Görkem Efe'ye Dair Herşey :)

Blog yazmaya başlayacağım dönemde bir blog başlığı bulmam gerekiyordu. Blogda her konuda yazacağımı düşündüğüm için adını "Yaşama Dair Herşey" olarak seçmiştim. Ancak günümüz mevcut durumları artık blogumun ismini "Görkem Efe'ye Dair Herşey" olarak değiştirmem gerekiyor :)

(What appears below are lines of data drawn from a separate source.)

PR #11723, opened 2024-07-30
Comms: Update LinkInterface & LinkConfiguration

HTRamsey:
Initial prep for work involving #11598 (such as #11655) by cleaning up LinkInterface & LinkConfiguration classes
Fixes documentation format


DonLakeFlyer (approved):
It's a bit tricky to review with all the code movement, but seems ok. One thing is the usage of m_config which isn't to coding style. Protected/Private is just _config.

HTRamsey:
Okay, I can change that. I was following Qt's style of member variables being prepended with 'm_' and private functions just starting with '_'

Issue #11713, opened 2024-07-27
MAVLink Signing Improvements


HTRamsey:
Follow up to #11596.
The initial MAVLink Signing implementation supports basic setting of a user provided secret key and sending the setup_signing message to enable/disable signing. Necessary improvements include:

- Cleaning up the QML implementation of setting key & enabling/disabling signing
- Allow unsigned messages options in QML?
- Verify valid secret key input before allowing signing enabled
- Ability to receive setup_signing message from another component?
- Persistent storage of timestamp
- Remove signature and setup_signing message from logs
- Only send setup_signing if connection is wired?

DonLakeFlyer:
Isn't the current implementation also missing incoming packet verification against the signing key?

DonLakeFlyer:
> Isn't the current implementation also missing incoming packet verification against the signing key? I can't seem to find that code.

Ok, I "think" it's included auto-magically as part of the internal C mavlink lib implementation.

DonLakeFlyer:
So I'm still confused by how this is connected into QGC. Problems I see:
* Mavlink signing settings are application not vehicle settings. Hence they can be set when there is no vehicle connected. The current implementation only calls Vehicle::_sendSetupSigning when the signing key value changes. If I setup the key first with no Vehicle and then connect the Vehicle nothing happens. Seems like there needs to be a specific, send the key to the vehicle button of something in order to get the key over. I don't think trying to make this auto-magic at all is a good thing. You also don't want the key going over an un-secure link by accident just be cause you changed a value. To me this should be ab explicit action taken by the user.
* It seems like setup for a channel to support signing (MavlinkSigning::initSigning() is only setup if Vehicle::_sendSetupSigning is called. Doesn't MavlinkSigning::initSigning need to be called at link connection time for all links if signing is enabled?

DonLakeFlyer:
Also not quite sure what should happen on a vehicle with multiple links.

HTRamsey:
This might be a bit more of a pain but I'm wondering about having the signing settings in each link settings when you are adding a link. Then check for changes when the link settings are changed to queue sending the setup_signing message until the link is connected or something. Maybe it only sends setup_signing at initial connection not sure. Then you can get what type of connection the link is and adjust some settings based on if it is a secure connection (serial/ethernet based) or wifi/bluetooth based.

DonLakeFlyer:
I think it's fine to have a single global signing key for all links. Here is what should happen:
[...]

PR #11732, opened 2024-07-31
More work on Mavlink Signing

DonLakeFlyer:
Related to #11713 

Changed:
* No enable/disable setting for signing. The existence of a non-empty key enables signing
* Remove support for a custom mavlink build with MAVLINK_NO_SIGN_PACKET turned on. This just adds complexity. If someone wants to build something like this they can modify QGC themselves.
* Signing is initialized on a channel as soon as a link is created. This means any link created gets signing.
* When the signing key is changed in settings all links are updated to new key
* Sending the key to the vehicle is a user initiated action from Telemetry settings. This only sends setup signing. It no longer also does an init since that would have already happened on link create or key change.
* Signing is not turned on for USB and Log Replay connections

Things I still want to do:
* Give the user some notification if signing initialization fails. You'll see a FIXME in the code for this for now
* Give the user some notification on signing failures like signature mismatches. Right now things just fall on the floor on signature mismatch and Vehicles don't get created since you never see a heartbeat.

### DIFF
--- a/src/Vehicle/Vehicle.cc
+++ b/src/Vehicle/Vehicle.cc
@@ -48,7 +48,7 @@
 #include "VehicleObjectAvoidance.h"
 #include "VideoManager.h"
 #include "VideoSettings.h"
-#include <DeviceInfo.h>
+#include "QGCDeviceInfo.h"
 #include <StatusTextHandler.h>
 #include <MAVLinkSigning.h>
 
@@ -164,7 +164,7 @@ Vehicle::Vehicle(LinkInterface*             link,
 
     // Send MAV_CMD ack timer
     _mavCommandResponseCheckTimer.setSingleShot(false);
-    _mavCommandResponseCheckTimer.setInterval(_mavCommandResponseCheckTimeoutMSecs);
+    _mavCommandResponseCheckTimer.setInterval(qgcApp()->runningUnitTests() ? 100 : _mavCommandResponseCheckTimeoutMSecs);
     _mavCommandResponseCheckTimer.start();
     connect(&_mavCommandResponseCheckTimer, &QTimer::timeout, this, &Vehicle::_sendMavCommandResponseTimeoutCheck);
 
@@ -325,8 +325,6 @@ void Vehicle::_commonInit()
     connect(_toolbox->corePlugin(), &QGCCorePlugin::showAdvancedUIChanged, this, &Vehicle::flightModesChanged);
 
     connect(_imageProtocolManager, &ImageProtocolManager::imageReady, this, &Vehicle::_imageProtocolImageReady);
-
-    (void) connect(_settingsManager->appSettings()->mavlink2Signing(), &Fact::rawValueChanged, this, &Vehicle::_sendSetupSigning);
 
     _createStatusTextHandler();
 
@@ -494,12 +492,6 @@ void Vehicle::_mavlinkMessageReceived(LinkInterface* link, mavlink_message_t mes
             if(packet_lost_count)
                 emit messagesLostChanged();
         }
-    }
-    // TODO: Set Signing AppSetting Based on First Message?
-    const bool mavlinkSigning = message.incompat_flags & MAVLINK_IFLAG_SIGNED;
-    if (mavlinkSigning != _mavlinkSigning) {
-        _mavlinkSigning = mavlinkSigning;
-        emit mavlinkSigningChanged();
     }
 
     // Give the plugin a change to adjust the message contents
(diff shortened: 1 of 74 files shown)


DonLakeFlyer:
I also simplified the determination of whether a link is signed or not with just nullptr on the signing struct instead of looking at the outgoing flag.

HTRamsey:
Yup, I'll take a look at it.

DonLakeFlyer:
So I looked at ArduPilot source, Mission Planner and pymavlink to see if the approach I took above makes sense or not. Let me know if you think it does. It's not super clear from the docs how this should all work.

DonLakeFlyer:
Also just realizing this pul is screwed up. I messed up taking out my testing hacks.

HTRamsey:
Can you remove the isNetworkWired part of the _defaultAcceptUnsignedCallback function? Maybe we can have a LinkInterface function that checks if the link is secure (serial/ethernet) by using the channel from the signing struct that the callback gets. So basically loop through the LinkManagers links, and compare the link's mavlinkChannel to the link_id of the signing struct, and then call isLinkSecure() or something on the matching link.

src/Vehicle/Vehicle.cc
```diff
@@ -495,12 +493,6 @@ void Vehicle::_mavlinkMessageReceived(LinkInterface* link, mavlink_message_t mes
                 emit messagesLostChanged();
         }
     }
-    // TODO: Set Signing AppSetting Based on First Message?
-    const bool mavlinkSigning = message.incompat_flags & MAVLINK_IFLAG_SIGNED;
-    if (mavlinkSigning != _mavlinkSigning) {
```
HTRamsey, line 500: I would also re-add this, as this is the only way to know if it is actually working or not.

DonLakeFlyer: Yeah, that will be part of the remaining work on showing signing status somehow.

DonLakeFlyer:
> Can you remove the isNetworkWired part of the _defaultAcceptUnsignedCallback function?

Ah, didn't realize that was available. Let me figure out how to make that work like I made LinkManager::isUSBDirect work.

HTRamsey:
One other minor thing I noticed is that when you click immediately on the send signing message button after editing the signing key, the notice about making sure to press that button pops up for like a fraction of a second. I guess it would be better if it didn't pop up at all if you go from editing the key straight to pressing the send button. I had to go in to the code to figure out what it was saying

DonLakeFlyer:
> I assume we can be certain the key will always update before sending the message right?

Hmm, not sure the order there. Let me check to make sure. It happens on focus loss. I'll look at the Click the send button thing as well.

DonLakeFlyer:
```
bool _defaultAcceptUnsignedCallback(const mavlink_status_t *status, uint32_t message_id)
{
    Q_UNUSED(status);

    static const QSet<uint32_t> unsigned_messages({MAVLINK_MSG_ID_RADIO_STATUS});

    return (unsigned_messages.contains(message_id) || QGCDeviceInfo::isNetworkWired());
}
```

Just to double-check. This code as it currently stands is wrong isn't it? This just says that the computer itself is using a wired connection. Whereas it doesn't necessarily mean that QGC is connected to the board over a wired connection.

HTRamsey:
Correct, so it should really only be checked for links like UDP & TCP. You could be using bluetooth and connected via ethernet which would make that part wrong.

DonLakeFlyer:
Sorry, taking me a bit...

Decided to add configurable secure connection support to MockLink for debugging and better end to end signing unit tests.

DonLakeFlyer:
Almost done. Turned out to be pretty involved to support well and have good end to end unit tests

HTRamsey:
Gotcha, sorry I didn't intend for you to have to do that much for this

DonLakeFlyer:
No problem. Nothing to do with your stuff. Just involved to support signing in MockLink. But that in turn makes testing this stuff easier when you don't have a real vehicle.

DonLakeFlyer:
First pass at this is finally done. Founds lots of problems along the way in old code relating to mavlink v2 negotation. Checking CI and then after that I'm going to make a new pull which is broken up into commits which make sense together.

DonLakeFlyer:
@HTRamsey Any idea what is going on with the Linux cmake build? This builds fine for me on OSX. Doesn't seem like a failure that should be OS dependent. Seems more like something missing in cmake build files.

HTRamsey:
It's a problem with one of the unit tests having a segfault, not the build itself

DonLakeFlyer:
I was looking at the unit tests. I see that now. I'll look. Odd that release doesn't build but debug does build on Linux.

HTRamsey:
Oh you're referring to the qmake build not working, I didn't think that really mattered at this point

DonLakeFlyer:
Duh, qmake not cmake! Someday I'll learn to read.

DonLakeFlyer:
Problem with unit tests is that there was a flaky boundary on how long it would take a MockLink vehicle to be fully brought up. With the new updates to MockLink for signing we're touching the boundary where wait times in unit tests are not long enough. Fix is to reduce timeouts on the various retries which occur during the vehicle boot sequence when running unit tests. There is a bunch of this already in there, but more is needed specifically in ComponentInformationManager it looks like. No reason to wait so long for things to happen when running against a MockLink since you have a direct connection to it.

DonLakeFlyer:
Closing this since I'm splitting the changes into multiple pulls

PR #11735, opened 2024-07-31
Remove Deprecated QMake Build System

HTRamsey:
Remove everything related to qmake or no longer needed. Left the git submodules however in the event we end up using them


DonLakeFlyer (approved):

DonLakeFlyer:
Yay!

DonLakeFlyer:
Moving from qmake to cmake has been in the works for years now.  This is both from a QGC standpoint and also from the standpoint of Qt itself. During that transition time we have maintained both build systems. With the move of daily to Qt6 we have changed fully to cmake only.

simiken1234:
So what is now the recommended way to create an appimage of a customized version please?

HTRamsey:
> So what is now the recommended way to create an appimage of a customized version please?

That's in the docs

PR #11740, opened 2024-08-01
Comms: Prepare TCP for Threading Changes

HTRamsey:
Related to https://github.com/mavlink/qgroundcontrol/issues/11598
Since every link type will have to be updated at the same time when the inheritance is moved from QThread to QObject, this is a PR to prepare everything else to simplify that change.


DonLakeFlyer (approved):
All seems reasonable to me

PR #11755, opened 2024-08-06
MissionController.cc: fix bug current mission item not clearing:

Davidsastresas:
In plan view, when selecting a mission item which is a child item ( on the right mission item view flickable for example ), the child item gets set as current item, and thus the parent gets highlighted in the map, as expected.

However, from there, when selecting a different current mission item, the previous highlighted ( parent of the previous selected mission item ) does not get cleared. If repeating this process, we end up with a lot of falsely highlighted items on the map.

This happens because we were forgetting to clear the hasCurrentChildItem property. This commit fixes this.


DonLakeFlyer:
thanks @Davidsastresas

PR #11756, opened 2024-08-06
CMake: Remove Duplicate Install of Resources

HTRamsey:
These are already installed automatically when they are linked to the project sources


HTRamsey:
@DonLakeFlyer This will help with the build size some

PR #11757, opened 2024-08-07
CI: Various Fixes & Cleanup

HTRamsey:
- Merge Windows Arm & Windows x86
- Update GStreamer minor revision
- Standardize formatting/conditionals/order of workflows
- Add geographiclib to installs
- Update MacOS version
- Create Install Android Qt action to reduce duplicated code & prepares for github runners removing r25b NDK


DonLakeFlyer (approved):
So we're clear now on the macOS GitHub deprecation right?

HTRamsey:
Yup, and they are about to remove the cached NDK we use for android so this fixed that too. The next thing to be aware of in the future will probably be when they remove Ubuntu 20.04 which I though was supposed to be this year but not sure. But we can always migrate to doing builds in Docker if we have to.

25 Aralık 2007'den beri hayatımız sadece O oldu. Biliyorum sizler benden ve Palyancomdan onunla ilgili, anne babalıkla ilgili cok daha fazla yazı bekliyorsunuz ama bazen onunla uğraşmaktan kendimize zaman bulamıyoruz :) Eee...artık katlanacağız bu tür güzel zorluklara. Insan evlat sahibi olunca böyle düşünmeye başlıyor :) Tatlı zorluklar :)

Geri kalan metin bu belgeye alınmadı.